Part of me kind of sees why they’re all still at the stage where they’re holding meetings to determine when they’ll make a determination, because at 60 years of age I’ve smelt the IOC stench for many years. The cynic in me understands why the IOC and Tokyo want to hold on to the idea of the games going ahead in August: the coronavirus pandemic is a crisis that’s too good to let pass.
Hear me out: There will come a time when sports are played again, even if it’s in empty arenas or stadiums and with compressed schedules or new-fangled playoff formats. They will be played out to fulfill contractual broadcast and marketing obligations, hopefully after the proper clearances are given by medical experts and competent, sober-minded politicians.
My guess, too, is there will be a point where pressure is applied to professional sports leagues to get back at it as a means of restoring normality, as a means of rallying public spirit. I mean, you can hear Trump on the phone to Roger Goodell right now, can’t you. Already, the tone of discussion south of the border has shifted from “we’ll do whatever it takes however long it takes” to “we can’t keep this up for months.”
Which leads me back to the IOC and Tokyo and these words from Japanese president Shinzo Abe to other G-7 leaders last week, when he said holding the games on time would show that the world could “defeat the new coronavirus.” It’s an eye-roller, but given how much national pride and stick-to-itiveness is at stake in hosting the Olympics — we ourselves were not immune in 2010 — it’s understandable that the IOC and Japan would hang on to the notion of using the event as a celebration of humanity’s resilience, etc., etc.
Because here’s the thing: Whether it’s the NBA or Major League Baseball or the NFL or NHL, there will be immense goodwill generated by being the ‘first’ to get back in action.

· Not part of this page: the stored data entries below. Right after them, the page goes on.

PR #1475, opened 2026-07-15
fix: preserve agent when remote purge fails

dicnunz:
## Summary

DELETE /api/v2/agents/{agent_id}?delete-backup-too=true currently catches every remote namespace deletion error, removes local agent/session state anyway, and returns a success message claiming all memories were deleted.

This changes the operation to fail before local deletion when the requested remote purge fails. The local agent remains available, so the user can retry instead of losing the only normal handle to the retained namespace.

## Reproduction

1. Create an agent.
2. Make namespaces.delete() fail, for example during a temporary backend outage.
3. Delete the agent with delete-backup-too=true.
4. Before this patch, the API returns 200 and the local agent is gone even though its memory namespace remains.

## Validation

- Added an API regression test covering the remote failure and retryable local state.
- uv run pytest -q — 299 passed, 24 skipped because live Moorcheh E2E requires a real key.
- uv run ruff check memanto/app/routes/sessions.py tests/test_api.py
- uv run ruff format --check memanto/app/routes/sessions.py tests/test_api.py

Bounty submission for #770.

## Summary by CodeRabbit

* **Bug Fixes**
  * Agent deletion with “delete backup too” now surfaces remote backup deletion failures instead of silently continuing.
  * Local agent state is preserved when the remote backup purge fails.
  * Unexpected deletion errors now return a consistent server error response, improving clarity for failed requests.

### DIFF
--- a/memanto/app/routes/sessions.py
+++ b/memanto/app/routes/sessions.py
@@ -176,8 +176,6 @@ async def delete_agent(
                 )
             )
         }
-    except AgentNotFoundError as e:
-        raise map_error_to_http_exception(e)
     except Exception as e:
         raise map_error_to_http_exception(e)
 
--- a/memanto/app/routes/sessions.py
+++ b/memanto/app/routes/sessions.py
@@ -158,14 +158,11 @@ async def delete_agent(
             )
 
         if delete_backup_too:
-            # Delete remote namespace only when explicitly requested.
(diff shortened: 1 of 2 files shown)


Neelpatel1604:
@dicnunz  Thank you for your contribution to Memanto and for taking the time to work on this bounty. We really appreciate the time and effort you put into your submission.

PR #1487, opened 2026-07-16
Fix as-of recall for memories that expired later

6pt6brty57-star:
## Problem

`search_as_of()` fetches memories through `_fetch_all_memories()`, which applies TTL against the current clock before the historical query can evaluate TTL at `as_of_date`. A memory that was valid at the requested point in time but expired later is therefore missing from historical recall.

Minimal timeline:

- created: `2020-01-01`
- requested as-of: `2020-06-01`
- expires: `2020-12-31`
- queried after expiration

Expected: the memory is returned because it was valid on June 1. Previous behavior: it was filtered out using today's clock.

## Fix

- Allow `_fetch_all_memories()` to skip current-time TTL enforcement when requested.
- Have `search_as_of()` fetch the unpruned records, then retain its existing expiration check against `as_of_date`.
- Keep current-time TTL enforcement unchanged for normal recall, recent recall, and changed-since queries.
- Add a regression test covering both a memory valid at the requested time and one already expired then.

## Validation

- `python -m pytest -q --disable-warnings --maxfail=1`
- `ruff check memanto/app/services/memory_read_service.py tests/test_memory_read_as_of_ttl.py`
- `ruff format --check memanto/app/services/memory_read_service.py tests/test_memory_read_as_of_ttl.py`
- `mypy memanto/app/services/memory_read_service.py`

Refs #770

## Summary by CodeRabbit

- **Bug Fixes**
  - Corrected historical memory searches to evaluate expiration times relative to the requested date.
  - Memories that were valid at the selected point in time are now returned accurately, even if their current expiration status differs.

- **Tests**
  - Added coverage verifying point-in-time expiration handling for historical searches.

### DIFF
--- a/memanto/app/services/memory_read_service.py
+++ b/memanto/app/services/memory_read_service.py
@@ -206,7 +206,12 @@ class MemoryReadService:
                     "temporal_mode": "as_of",
                 }
 
-            all_memories = self._fetch_all_memories(namespaces, type=type, tags=tags)
+            # Historical queries must evaluate TTL at the requested point in
+            # time. Applying the normal current-time TTL filter here would
+            # discard memories that were valid then but have expired since.
+            all_memories = self._fetch_all_memories(
+                namespaces, type=type, tags=tags, enforce_ttl=False
+            )
             all_memories = self._apply_temporal_filter(
                 all_memories, created_before=as_of_date
             )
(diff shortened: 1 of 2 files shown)


6pt6brty57-star:
Closing as a duplicate of #823. The earlier PR identified and fixed the same current-time TTL pruning in historical as-of recall. Apologies for missing it in the initial search.

PR #1495, opened 2026-07-16
fix(langgraph): upsert repeated store keys

Absamad-dew:
### Bounty submission

Addresses #770.

### Summary

Make `MemantoStore` preserve LangGraph's namespace/key upsert contract. A repeated `put()` for an existing key now updates the existing Memanto memory instead of creating another document with the same `lg:key:*` tag.

### Product bug and impact

LangGraph defines `put(namespace, key, value)` as “store or update an item”, with `key` serving as the unique identifier inside a namespace. `MemantoStore._do_put()` previously called `remember()` unconditionally, so this normal update sequence created two backend memories:

```python
store.put(("users",), "user-42", {"content": "Prefers email", "kind": "preference"})
store.put(("users",), "user-42", {"content": "Prefers Telegram", "kind": "preference"})
```

That can surface stale and current values together in search, grow storage on every profile/state update, and make Memanto behave differently from LangGraph stores that upsert by namespace/key.

### Fix

- Resolve the existing item through the integration's exact `lg:key:*` lookup.
- When a memory ID exists, call `SdkClient.update_memory()` with the new value, title, confidence, tags, source, and explicit type when supplied.
- Continue to call `remember()` for a genuinely new key.
- Preserve the existing search-cache invalidation behavior.

The patch intentionally does not delete historical duplicates already created by older versions; it avoids a destructive migration while preventing new duplicates in the normal sequential store flow.

### Regression coverage

`test_do_put_updates_existing_key_instead_of_creating_duplicate` provides an existing memory for the same namespace/key and verifies that:

- `update_memory()` is called with the existing memory ID and replacement fields;
- `remember()` is not called.

Before the patch the test fails because `update_memory()` is called zero times. After the patch it passes.

### Validation

- `.venv/Scripts/python.exe -m pytest integrations/langgraph/tests -q` — 38 passed.
- `.venv/Scripts/python.exe -m pytest -q` — 303 passed, 24 live E2E tests skipped because no real `MOORCHEH_API_KEY` is configured.
- `uv run ruff check .` — passed.
- `uv run ruff format --check .` — 247 files already formatted.
- `uv run mypy integrations/langgraph/langgraph_memanto/store.py` — passed.
- `git diff --check` — passed.

Refs #770.

## Summary by CodeRabbit

* **Bug Fixes**
  * Updates for the same namespace/key now refresh the existing entry in place, preventing duplicate backend records.
  * Existing memory type is preserved when incoming updates omit type information.
  * Retrieval after an update reflects the latest written content.
  * Concurrent `put` calls for the same key within a store instance are serialized to avoid duplicates.
  * In strict mode, fallback recall failures now raise an error instead of silently returning no result.
  * Search cache entries for the affected namespace are invalidated after writes.
* **Tests**
  * Expanded coverage for update-vs-create behavior, omission of type fields, failure-path handling, and concurrency guarantees.


Absamad-dew:
Review update: I addressed both data-integrity findings in b361d97 and made the concurrency regression deterministic in b2b4155. CodeRabbit now reports no actionable comments, and both GitHub checks pass.

Local validation: 41 LangGraph integration tests; full suite 303 passed / 24 live E2E skipped; Ruff check/format, mypy, and git diff --check all pass.

The adapter now fails closed when the existence lookup fails and serializes same-key puts within one MemantoStore instance, including concurrent abatch dispatch. Backend-wide cross-process atomicity remains a server-side concern and is explicitly documented. Ready for maintainer review.

Xenogents:

PR #1498, opened 2026-07-17
Reject cross-site requests to local UI endpoints

silasbrookshaha:
## Summary
- Harden local-only UI management endpoints against cross-site browser requests.
- Allow same-origin localhost UI calls and non-browser local tooling, while rejecting remote Origin and cross-site Fetch Metadata headers.
- Add regression coverage for Origin, Sec-Fetch-Site, and loopback origin handling.

## Reproduction
1. Start the Memanto UI locally with the default wildcard CORS setting.
2. From another website, send a browser request to a local UI management endpoint such as /api/ui/shutdown.
3. Before this change, the endpoint only checked the TCP client address, so a browser-originated localhost request could pass the local guard.
4. After this change, cross-site browser requests are rejected with 403 while localhost same-origin requests still pass.

## Tests
- HOME=/private/tmp/memanto-test-home .venv/bin/python -m pytest tests/test_ui_auth.py tests/test_cors_fix.py -q
- HOME=/private/tmp/memanto-test-home .venv/bin/python -m pytest tests/test_remaining_ui_auth.py -q

Refs #770

## Summary by CodeRabbit

* **Security**
  * Strengthened protection for local UI management endpoints by rejecting cross-site browser requests and non-local `Origin` headers with HTTP 403.
  * Improved loopback detection by accepting `localhost` and common loopback/IP `Origin` formats, including IPv4-mapped IPv6.

* **Tests**
  * Added regression tests ensuring cross-site `Origin`/`Sec-Fetch-Site` scenarios are denied.
  * Added coverage verifying loopback `Origin` forms are accepted and remote origins are rejected.

### DIFF
--- a/memanto/app/ui/routes/ui_router.py
+++ b/memanto/app/ui/routes/ui_router.py
@@ -12,6 +12,7 @@ import signal
 import time
 from pathlib import Path
 from typing import Any
+from urllib.parse import urlparse
 
 from fastapi import (
     APIRouter,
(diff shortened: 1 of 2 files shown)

Yes, it’s hugely unimportant given where we are right now but at some point we won’t be where we are any more. And sports will want to come back with a bang, whether it’s playoffs or, in the case of Major League Baseball, pushing up the All-Star Game and getting fans to vote on who they want in as a celebration to start a shortened season. Whatever.
So you can see where the IOC might view modifying plans and pushing back the start date or scaling down competition preferable to bouncing it back a year. Holding the Olympics this summer would decouple the event from the Euros, which have already been pushed back to next year. It would be the biggest event of the summer.

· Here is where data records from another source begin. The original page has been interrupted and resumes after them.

PR #1502, opened 2026-07-17
fix: block cross-site management token theft

valencealignment:
## Summary

Prevent hostile browser pages and DNS-rebinding domains from inheriting Memanto's passwordless localhost management exemption. Explicitly credentialed management clients and legitimate localhost UI traffic, including cross-port frontends, continue to work.

Refs #770

## Flaw and impact

Memanto intentionally permits unauthenticated management requests from a loopback TCP client so the local CLI and browser UI remain convenient. The server also ships with `ALLOWED_ORIGINS=["*"]` and allows every CORS method and header.

A malicious website opened on the same machine could therefore call the primary `/api/v2` management API through `localhost`. Before this fix, the browser's connection appeared to originate from `127.0.0.1`, so the server trusted it without a management credential. The default CORS policy made the response readable to the attacking origin.

This allowed a site to:

1. create or enumerate agents;
2. activate an agent without a management key;
3. read the returned `session_token`;
4. use that token against the agent's memory read/write/delete endpoints.

The regression reproduced both critical steps before the fix:

- cross-site agent creation returned `201 Created`;
- cross-site activation returned `200 OK` with a live session token.

## Root cause

`require_management_access()` treated the socket peer's loopback address as sufficient authorization. That proves where the browser connection terminates, but not which web origin controls the browser. The exemption also did not validate the HTTP `Host`, so a DNS-rebinding domain could appear same-origin while resolving to the local service.

## Fix

Passwordless local management now requires all of the following:

- a loopback TCP peer;
- a loopback HTTP `Host` (`localhost`, IPv4/IPv6 loopback, with optional port);
- browser provenance that is not cross-site.

An explicit `Origin` is evaluated first. A loopback Origin is allowed even when a cross-port local frontend produces `Sec-Fetch-Site: same-site`; when Origin is absent, Fetch Metadata is used as the fallback. Remote origins, cross-site fetches, and non-loopback Host values are rejected.

Explicit API-key authorization remains available to remote clients and does not depend on the loopback exemption.

## Regression coverage

- rejects cross-site agent creation from a loopback socket;
- rejects cross-site activation and does not expose a session token;
- preserves same-origin localhost management access;
- preserves legitimate cross-port localhost UI access;
- rejects a DNS-rebinding Host header even when Fetch Metadata says `same-origin`.

## Validation

- focused security regressions: 5 passed
- full non-live test suite passed; 24 live Moorcheh E2E tests skipped without an API key
- Ruff check passed
- Ruff format check passed
- mypy passed
- `git diff --check` passed

/claim #770

## Summary by CodeRabbit

* **Bug Fixes**
  * Strengthened management access controls for browser requests originating from outside the local environment.
  * Prevented cross-site requests from creating agents or obtaining session tokens through loopback access.
  * Preserved authorized management access for same-origin requests from localhost.

### DIFF
--- a/memanto/app/routes/auth_deps.py
+++ b/memanto/app/routes/auth_deps.py
@@ -118,14 +118,25 @@ def _is_loopback_origin(origin: str | None) -> bool:
     return parsed.hostname == "localhost" or _is_loopback_host(parsed.hostname)
 
 
+def _is_loopback_host_header(host: str | None) -> bool:
+    """Return True when an HTTP Host header names a loopback interface."""
+    if not host:
+        return False
+    try:
+        hostname = urlsplit(f"//{host}").hostname
+    except ValueError:
+        return False
+    return hostname == "localhost" or _is_loopback_host(hostname)
+
+
 def _is_cross_site_browser_request(request: Request) -> bool:
     """Detect browser requests that must not inherit loopback trust."""
-    fetch_site = request.headers.get("sec-fetch-site", "").strip().lower()
-    if fetch_site in {"cross-site", "same-site"}:
-        return True
-
     origin = request.headers.get("origin")
-    return origin is not None and not _is_loopback_origin(origin)
+    if origin is not None:
+        return not _is_loopback_origin(origin)
+
+    fetch_site = request.headers.get("sec-fetch-site", "").strip().lower()
+    return fetch_site in {"cross-site", "same-site"}
 
 
 def require_management_access(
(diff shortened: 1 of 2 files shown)


Xenogents:
Congratulations on winning the bounty @valencealignment! Of all the bounties we've been reviewing we've judged that your PR is one that points out the most severe security issue with Memanto. It is definitely not something we want for a website whether malicious or not, to that easily gain effectively full access to Memanto and its agentic capabilities.

We're still struggling at the moment on bountyhub side as their ui managed to break due to the sheer amount of claims being made but once that's complete we'll award the bounty to you and then eventually fully review and merge your PR. I believe your claim was made using a different PR you opened but I think it still works.

Thanks again for your contributions to Memanto and we welcome you to contribute to any other bounties!

PR #1503, opened 2026-07-17
fix(mcp): restrict automatic agent creation

valencealignment:
## Summary

- restrict MCP automatic agent creation to the configured default agent
- prevent ordinary memory tools from creating attacker-chosen agents when admin tools are hidden
- document the boundary and add regression coverage

## Root cause and impact

`MEMANTO_EXPOSE_ADMIN=false` removes the agent-management tools from the MCP surface, while `MEMANTO_AGENT_AUTO_CREATE` is documented as creating the configured default agent on first use. However, any memory tool call carrying a missing, non-default `agent_id` reached the same auto-create path. A prompt-injected or untrusted tool argument could therefore bypass the hidden administrative surface and create arbitrary agents/namespaces.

The Olympics will be postponed. I hurt for the athletes who, a year older, may find themselves up against it when it comes to qualifying. Some may miss their only chance to compete. Others, their best chance. But at a time when training facilities are shut down and international borders are just this side of impermeable, the notion that any athlete could balance proper preparation with necessary and proper regard for the health of themselves and their loved ones is ludicrous.
This is a time that is both exposing and revealing the leaders among us and in terms of sports that means standing aside until services are once again desired. And this is the danger the IOC faces: without clarity in the midst of rising death tolls, it’s going to lose the very importance and special nature it is seeking to reinforce. Woe to the IOC if it becomes an annoyance or impediment.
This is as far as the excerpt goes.